Extraordinarily the two women had dead-heated over 100m three years earlier at the IAAF World Championships in Stuttgart, when Devers had been given gold by one-thousandth of a second, 10.811 to 10.812. It could not have been closer.

At this point you are on the edge of fairness. Were those lanes exactly the same length? Was there any slight variation in wind that might have affected the result?

Earlier today I got an email from Dr Danny Daniels, past vice-chair of Athletics Canada and the International Association of Athletics Federations (IAAF) Masters Committee who asked: "In athletics - why do we award a gold medal to a 'winner' in the 100m based upon the difference of 1000ths of a second?  Sure, we can measure 1/1000ths of a second, but why should we?  Merely because we can?? 

"It's a fractional time difference that defeats both the human eye - and logic.  Only electronically with the most sophisticated equipment can it be done - but is that in the best interest of the sport?  Other than using equipment that costs a fortune (to the benefit of a commercial sponsor), we could not possibly differentiate between the first and second person to cross the finishing line."

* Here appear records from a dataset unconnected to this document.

PR #838, opened 2026-02-11
Update temporal disaggregation

### LINKED ISSUE #624: improve temporal disaggregation
The temporal disaggregation can be improved by calculating the slices (in which the optimization problem is divided into to limit RAM usage) in parallel.

ClaraBuettner:
The temporal disaggregation uses the same rolling horizon approach as the market optimization on this branch. 
It works with pyomo and linopy.

Fixes #624


etrago/execute/__init__.py
KathiEsterl, line 573: Soll das pdb für den Fehlerfall hier bleiben oder ist das irgendwann mal übrig geblieben?

ClaraBuettner: It was once the idea to keep it in there in case only one slice fails. 
So it was meant to stay there. But we could also remove it if it creates confusion

KathiEsterl: No, we can also keep it! It might make sense. Just wasnt sure whe I found it.

KathiEsterl: No, we can also keep it! It might make sense. Just wasnt sure whe I found it.

KathiEsterl:
I reviewed the marked changes and also examined the code more thoroughly using pdb. Everything seems to make sense for me and the interrim-results I looked into were as expected.

For the final approval, I suggest waiting for the results of the larger calculations you have already initiated, particularly those incorporating the additional cross_border_flow_per_country functionality.

Is there anything else I should do? :)

ClaraBuettner:
I think there is nothing else to do. If you like, you could already take a look at the results from a bigger calculation without the cross_border_flow constraint, but it is also not that urgent :)

KathiEsterl (approved):

PR #851, opened 2026-04-28
Features/#388 improve aggregation strategies

### LINKED ISSUE #388: Strategy to cluster efficiency
During a meeting concerning the disaggregation the question popped up if it would make sense to take instead of the arithmetic mean a p_nom wheighted mean for the efficiency of links. See here: https://github.com/openego/eTraGo/blob/dev/etrago/cluster/networkclustering.py#L275
Nothing too important, just s.th. we can decide on while developing the disaggregation method. Maybe there are other aggregation method which can be rethought as well. 
If you have any optinions on this already @ClaraBuettner @CarlosEpia. Feel free to share them.

KathiEsterl:
Closes #388

### DIFF
--- a/etrago/appl.py
+++ b/etrago/appl.py
@@ -124,7 +124,7 @@ args = {
             "algorithm": "kmedoids-dijkstra",  # choose clustering method: kmeans or kmedoids-dijkstra
             "remove_stubs": False,  # remove stubs before kmeans clustering
             "use_reduced_coordinates": False,  # if True, do not average cluster coordinates (in remove stubs)
-            "line_length_factor": 1,  # Factor to multiply distance between new buses for new line lengths
+            "line_length_factor": 1.15,  # Factor to multiply distance between new buses for new line lengths
             "random_state": 42,  # random state for replicability of clustering results
             "n_init": 10,  # affects clustering algorithm, only change when neccesary
             "max_iter": 100,  # affects clustering algorithm, only change when neccesary
--- a/etrago/appl.py
+++ b/etrago/appl.py
@@ -446,7 +446,7 @@ def run_etrago(args, json_path):
             * "line_length_factor" : float
                 Defines the factor to multiply the crow-flies distance
                 between new buses by, in order to get new line lengths.
-                Default: 1.
+                Default: 1.15.
             * "random_state" : int
                 Random state for replicability of clustering results. Default: 42.
             * "n_init" : int
--- a/etrago/cluster/gas.py
+++ b/etrago/cluster/gas.py
@@ -42,7 +42,6 @@ if "READTHEDOCS" not in os.environ:
         group_links,
         kmedoids_dijkstra_clustering,
         strategies_buses,
-        strategies_generators,
         strategies_one_ports,
     )
     from etrago.tools.utilities import set_control_strategies
@@ -421,7 +420,13 @@ def sector_coupled_clustering_strategy(etrago):
     return strategy
 
 
-def gas_postprocessing(etrago, busmap, medoid_idx=None, apply_on="grid_model"):
+def gas_postprocessing(
+    etrago,
+    busmap,
+    medoid_idx=None,
+    apply_on="grid_model",
+    aggregate_generators_carriers=None,
+):
     """
     Performs the postprocessing for the gas grid clustering based on the
     provided busmap
@@ -530,17 +535,11 @@ def gas_postprocessing(etrago, busmap, medoid_idx=None, apply_on="grid_model"):
     busmap = busmap.astype(str)
     busmap.index = busmap.index.astype(str)
 
-    if apply_on == "market_model":
-        aggregate_generators_carriers = []
-    else:
-        aggregate_generators_carriers = None
-
     network_gasgrid_c = get_clustering_from_busmap(
         network,
         busmap,
-        aggregate_generators_carriers=aggregate_generators_carriers,
+        aggregate_generators_carriers,
         one_port_strategies=strategies_one_ports(),
-        generator_strategies=strategies_generators(),
         bus_strategies=strategies_buses(),
     )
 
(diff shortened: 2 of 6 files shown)


etrago/cluster/spatial.py
```diff
@@ -67,7 +67,11 @@
     "pieterhexen, fwitte, AmeliaNadal, cjbernal071421"
 )
 
-# TODO: Workaround because of agg
+
+# Aggregation strategies:
+# PyPSA provides default strategies, often capacity-weighted strategies.
+# This is only appropriate for non-extendable components.
+# Therefore, we define and use custom strategies instead.
```
ClaraBuettner: Does that mean that capacity-weighted strategies are used for all non-extendable components?

KathiEsterl:
I only added the capacity-weighted aggregation for generators as those are the only components ifor which it makes sense in our scenarios. I also added a check for the case someone starts extending generator capacities as part of the optimization. One special case are sme time-depedant parameters of links. 

I wrote a short explanation in the issue #388

ClaraBuettner:
Ah okay, so it is not possible to do it in a different way for e.g. extendable links and non-extendable links? I thought that this would be the idea, but I might have also just misunderstood this.

KathiEsterl:
I thought about this as well, but I wasn’t sure whether we actually want that, since it would mean applying different aggregation strategies across scenarios and scenario variations. Given that we are primarily comparing lowflex and fullflex variations, I thought that might not be desirable.

KathiEsterl:
After a brief in-person discussion (not documented here), I’ll take another look at this, in particular the handling of initial capacities of 0. In principle, these should not distort the aggregation. If that holds, we could continue using a capacity-weighted approach and, where available, use the initial capacity as the weighting factor.

KathiEsterl:
Change of plans after a renewed review:

We decided to consistently use the capacity-weighted aggregation approach wherever it makes sense. This is now explicitly documented and applied throughout the implementation, even in cases where it already matches the default behavior in PyPSA, to ensure long-term transparency and traceability.

We also decided that it is acceptable for expandable components to use existing capacities as aggregation weights, as described and documented accordingly.

In addition, we verified that the approach behaves correctly in edge cases, including components with zero initial capacities.

All relevant occurrences were reviewed accordingly.

etrago/appl.py
```diff
@@ -124,7 +124,7 @@
             "algorithm": "kmedoids-dijkstra",  # choose clustering method: kmeans or kmedoids-dijkstra
             "remove_stubs": False,  # remove stubs before kmeans clustering
             "use_reduced_coordinates": False,  # if True, do not average cluster coordinates (in remove stubs)
-            "line_length_factor": 1,  # Factor to multiply distance between new buses for new line lengths
+            "line_length_factor": 1.15,  # Factor to multiply distance between new buses for new line lengths
```
ClaraBuettner, line 127: Does it make sense to change it accordingly in the args.json?

etrago/cluster/gas.py
```diff
@@ -530,17 +535,11 @@ def gas_postprocessing(etrago, busmap, medoid_idx=None, apply_on="grid_model"):
...
-    else:
-        aggregate_generators_carriers = None
-
     network_gasgrid_c = get_clustering_from_busmap(
         network,
         busmap,
-        aggregate_generators_carriers=aggregate_generators_carriers,
+        aggregate_generators_carriers,
         one_port_strategies=strategies_one_ports(),
-        generator_strategies=strategies_generators(),
```
ClaraBuettner, line 543: Is there a reason why these strategies are not used anymore?

etrago/cluster/spatial.py
```diff
@@ -239,6 +242,12 @@ def normed_or_uniform(x):
             else pd.Series(1.0 / len(x), x.index)
         )
 
+    def align_strategies(strategies, keys):  # component nicht mehr nötig
```
ClaraBuettner: There is still a comment in German here :)

etrago/cluster/spatial.py
```diff
@@ -239,6 +242,12 @@ def normed_or_uniform(x):
...
+        strategies |= {
+            k: _make_consense_links for k in set(keys).difference(strategies)
+        }
+        return {k: strategies[k] for k in keys}
```
ClaraBuettner, line 244: What is the purpose of this function? Does is set the strategy to "_make_consense_links" for all attributes that are not already in the strategies?

etrago/cluster/spatial.py
```diff
@@ -265,15 +274,22 @@ def arrange_dc_bus0_bus1(network):
...
 
-    weighting = links.p_nom.groupby(grouper, axis=0).transform(
-        normed_or_uniform
-    )
     strategies = strategies_links()
     strategies.update(cus_strateg)
-    strategies.pop("topo")
-    strategies.pop("geom")
+    # strategies.pop("topo")
+    # strategies.pop("geom")
```
ClaraBuettner: Does it make sense to remove these lines instead of commenting them?

etrago/appl.py
KathiEsterl: done

etrago/cluster/gas.py
KathiEsterl: changed that one back

etrago/cluster/spatial.py
KathiEsterl: deleted

etrago/cluster/spatial.py
KathiEsterl: added a desciption, it is copied from PyPSA

etrago/cluster/spatial.py
KathiEsterl: deleted

ClaraBuettner (approved):

PR #853, opened 2026-05-19
Add constraints that replace small values in RHS with zero

### LINKED ISSUE #844: Deal with very small values to avoid numerical problems
Our optimization model tends to have very large coefficient ranges.
Gurobi already often warns that this could cause numerical problems. The model statistics look e.g. like this: 

```
Coefficient statistics:
  Matrix range     [4e-03, 3e+02]
  Objective range  [4e-04, 5e+04]
  Bounds range     [7e+07, 7e+07]
  RHS range        [6e-25, 2e+08]
```

In this example, the RHS are the main problem (which is often the case). These include e.g. possible dispatch timeseries (p_max_pu * p_nom) and p_set of loads.
The range might be even bigger as soon as we introduce focus regions which have a higher spatial resolution. 

We should try to replace very small values (under the FeasibilityTolerance) with 0, to lower the RHS range. The impact on the results would be negligible, esp. when it is in the tolerance anyhow. 

I already did some tryouts in commit https://github.com/openego/eTraGo/pull/836/changes/c8050e85e4dc5ddf68975223bff80b6c9d823015, but it somehow created more problems, so I reverted it again.

ClaraBuettner:
Fixes #844 

A small test (including temporal desaggregation) worked well. I still have to try it out in a bigger calculation. 
When that is done, the PR can be reviewed and merged


ClaraBuettner:
The test run with a bigger calculation was successful (including the last changes), so I think this is finally ready for review

KathiEsterl (approved):

Issue #856, opened 2026-05-21
Cleanup and Restructure of Exported Results and Stored Networks


KathiEsterl:
At the moment, several intermediate results are exported multiple times, sometimes with misleading naming/descriptions, creating a risk of confusion with final results.
The handling of networks within the etrago object also needs cleanup and clearer semantics.

**Proposed restructuring of the results export:**

results/
├── README.md
├── args.yml (or settings.yml?)
├── spatial_aggregation.json (busmap)
├── original_grid_topology/
├── premarket_optimization/
├── market_optimization/
├── grid_optimization/
├── temporal_disaggregation/
├── non_linear_powerflow/
└── disaggregation/

- README.md: gives an overview of all exported files and folders, explains which step produced which outputs.
- args.yml: stores the calculation settings corresponding to the run, alternative naming could be discussed if more suitable.
- spatial_aggregation.json: Explicitly documents the spatial clustering mapping.
- original_grid_topology/: contains the original grid topology export with one snapshot (former: clustering/)
- premarket_optimization/
- market_optimization/
- grid_optimization/
- temporal_disaggregation/
- non_linear_powerflow/
- disaggregation/

Folders should only contain PyPSA network CSV exports.
Naming and semantics should clearly distinguish intermediate from final results.

**Additional TODOs:**
- etrago.network should always reference the latest/current network state.
- etrago.market_model and etrago.grid_opti_model should remain available for final result comparison.
- The import function should automatically determine and load the “most final” available network based on the calculation workflow/order above.
- Evaluate whether NetCDF (.nc) files should be used instead of CSV table exports.

ClaraBuettner:
Two thoughts on this:
- With the current implementation, a the overall result folder is > 80GB. So it would be good to find some ways to reduce it.
I tried it with one disaggregated_network: When using csv files, the size is about 10GB, when using netcdf, it is 6GB. The export is also quicker. So I guess it makes sense to switch to netcdf. 
- We should take into account that eGo currently uses etrago.disaggregated_network. If we change where the disaggregated network in etrago is stored, we need to change it in eGo accordingly.

Issue #811, opened 2025-10-08
Improve structure and implementation of spatial clustering


KathiEsterl:
**Description**

The current implementation of spatial clustering has grown historically and has become difficult to understand and maintain.
Functions related to spatial clustering are spread across different modules and sectors within the cluster/ folder without a clear structure or consistent logic.

This issue aims to reorganize and improve both the structure and the efficiency of the spatial clustering code.

**Goals**

- Refactor the code structure in cluster/ related to spatial clustering for better readability and maintainability.

- Improve computational efficiency and reduce redundancy.

- Clearly separate and document the following aspects: Arguments and settings, Imported/exported data, Pre- and postprocessing steps (especially regarding foreign countries)

**Notes**

Work was initially started in issue #800

KathiEsterl:
Also see #761

KathiEsterl:
more notes / ToDos:

- [ ] check creation and re-creation of busmaps
- [ ] special focus also on ehv clustering
- [x] check handling of foreign countries
- [x] weight-csv etc.

KathiEsterl:
Another question: Should we update the technologies considered when weighting the buses in preparation of the spatial clustering? e.g. heat pumps and e-mobility loads or power generators modelled as links like chps, gas turbines etc.

KathiEsterl:
As part of #800, I removed the option to save and load csv-files for the weighting of the clustering as this option is rather redundant with the option of loading defned busmaps in the first place. 

However, this option of using busmaps does not work at the moment, at least for the gas clustring. This needs to be fixed.
As part of this, the question came up, why we have several busmaps for the different sectors and not only one busmap for all sectors.

KathiEsterl:
> more notes / ToDos:
> 
>     * [ ]  check creation and re-creation of busmaps[x]  check handling of foreign countries[x]  weight-csv etc.

Note to myself:

It looks like 'unify_foreign_buses', as part of the preprocessing, conducts a clustering of foreign buses in any case (regardless of the settings 'per_country') and within the postprocessing afterwards overwrites the corresponding results or not depending on the settings 'per_country'. This does not seem to be very efficient.

Issue #761, opened 2024-09-25
Gas, sector coupling and electrical clustering can not be run independently


CarlosEpia:
When using spatial clustering, the argument args["network_clustering"]["active"] decides if the electrical AND gas clustering are activated. Therefore it is not possible to use one of them independently. In addition, the sector clustering has its own "active" parameter in the args, but it is only executed when the gas clustering is used.

There is a dirty provisional solution for using gas clustering alone. Set args["network_clustering"]["active"] = False initially and change it after the electrical clustering is skipped and before calling the gas clustering:

etrago.spatial_clustering()
**args["network_clustering"]["active"] = True**
etrago.spatial_clustering_gas()

KathiEsterl:
I started tackling this issue when starting to work on Issue #800.

You can see my changes here: b9d7eaaa1b0b89072951a60c33660f5985edb5ff

**Open ToDos**: 

- [ ] Check if only gas_clustering without AC_clustering runs correctly (it is running through, but I haven't checked if the results are plausible; there are quite many warnings in the gas_clustering)
- [ ] Separate the sector_coupled_clustering from the gas_clustering
I would propose to add a new file cluster/other_sectors.py and shift the corresponding code. I would then also combine the electrical clustering, the gas clustering and the sector coupled clustering in one function etrago.spatial_clustering() (so remove etrago.gas_clustering()). Additionally, as soon as this is done, within the args the setting for the sector_coupled_clustering needs to be pulled out from ["network_clustering"["gas_grids"] to an own sub-category to make this independence clear. 
- [ ] Separate the h2 from the ch4 clustering and pot. add new args like h2-busmap or h2-wight-csvs

PR #863, opened 2026-07-01
Features/#856 cleanup results folder

ClaraBuettner:
Related to #856

### DIFF
--- a/etrago/appl.py
+++ b/etrago/appl.py
@@ -89,7 +89,7 @@ args = {
     "scn_extension": None,  # None or array of extension scenarios
     # Export options:
     "lpfile": False,  # save pyomo's lp file: False or /path/to/lpfile.lp
-    "csv_export": "results",  # save results as csv: False or /path/tofolder
+    "export_results_path": "results",  # save results as csv: False or /path/tofolder
     # Settings:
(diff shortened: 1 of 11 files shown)


KathiEsterl:
I checked the code and performed several local test runs using different settings. I also exported and imported both the new and the old structured results.

I made a few minor changes:

- Fixed the incorrect path argument for the market optimization.
- Added the new path argument to args.json.
- Renamed the pf_post_lopf folder while maintaining backward compatibility, so both new and existing structured results can still be imported.
- Removed the export of sector-specific busmaps as we already have a general one for all buses and can anyhow not use the other one at the moment.

@ClaraBuettner Maybe you can have a look into the changes I did. If you are fine with them, we can merge - I would say :)

KathiEsterl:
Additionally, I removed the option to load sector-specific busmaps via the arguments and applied a few quick fixes to ensure everything continues to work, as this option is currently not functioning correctly. This will be addressed as part of issues #811 and #761. However, the implementation will ultimately use a single general busmap covering all sectors instead.

Ready for your re-review, @ClaraBuettner :)

KathiEsterl (approved):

It could indeed be argued that athletics, and other sports, might do better to agree that, once you get to a certain point, it is a better idea simply to agree on a tie. That, memorably, happened at the 1982 Commonwealth Games in Brisbane, when England’s Mike McFarlane and Scotland’s Olympic 100m champion Allan Wells both clocked 20.43 in the 200m final. The judges did not have the facility for measuring times to a third decimal point, and could find no evidence to separate them on the photographic evidence.

So both men stood atop the rostrum, and as the crowd acclaimed them, Wells grabbed McFarlane’s arm and raised it above his head.

There was a similar feeling of warmth at the 2014 IAAF World Indoor Championships in Sopot, where Russia’s Maria Kuchina - now Lasitskene - and home athlete Kamila Licwinko shared the top spot on the podium. Having cleared 2.00 metres first time, both failed at 2.02m, as did Ruth Beitia of Spain. The Spaniard’s failure to clear 2.00m first time meant she could do no better than a bronze medal, but rather than engage in a jump-off to settle the final result, the Pole and the Russian simply agreed to call it a day and share.

If hugging were an Olympic event, both two-man bob crews would have been awarded double gold on Monday night. But such moments of emotion offer an enduring reminder of a meaning to sport that is higher even than the top step of a podium. 

And should such moments become impossible on future occasions, sport would be the poorer for it.